Aprendamos a ver nas realidades supremas do espírito,
para que a ofensa não se converta em obstáculo anestesiante
de nossas energias no caminho espiritual.
Observemos a natureza.
O lavrador parece ironizar a semente, impondo-lhe a solidão na
cova fria, mas a semente reage, transformando-se em flor e fruto,
a sustentar-lhe o celeiro.
O escultor parece ferir o mármore, aplicando-lhe perfurantes golpes
de buril, mas a pedra responde, oferecendo-lhe a obra-prima a imortalizar-lhe o nome.
O artífice parece condenar o tronco bruto à extrema crueldade, desbastando-lhe o corpo, entretanto, a madeira dá forma a utilidades mil, reconfortando-lhe o templo doméstico.
É preciso compreender na ofensa recebida essa ou aquela oportunidade de triunfo sobre nós mesmos.
Sem dificuldade, ninguém consegue aferir as próprias conquistas;
sem luta, o mérito é simples palavra ornamental.
Lembremo-nos de que o Mestre inesquecível recebeu a ofensa da morte na cruz, transubstanciando-a em luminosa ressurreição.

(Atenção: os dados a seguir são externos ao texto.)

Issue #1698, opened 2023-05-04
Move modified cosmos-sdk modules over from our fork to the app


evan-forbes:
We've resorted to modifying our fork of the cosmos-sdk in places, including the staking and the governance module, we should either copy those over, or find a way to incorporate the changes into the existing modules in a non-breaking way (similar to what we've done for the upgrade module)

[original comment](https://github.com/celestiaorg/cosmos-sdk/pull/315#pullrequestreview-1412647683)

PR #2169, opened 2023-07-26
feat!: handle registering evm addresses in QGB module

cmwaters:
Addresses: https://github.com/celestiaorg/celestia-app/issues/1698


proto/celestia/qgb/v1/tx.proto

Do escuro menosprezo da Terra fez Jesus
o caminho radiante para os Céus.
Não te esqueças de semelhante verdade e faze do golpe que recebeste no cotidiano, abençoado motivo de progresso e renovação.
Auxilia aos que te seguem os passos e mantém a certeza de que receberás em pagamento de paz e luz o concurso daqueles que te antecederam no acesso às culminâncias da Vida Maior.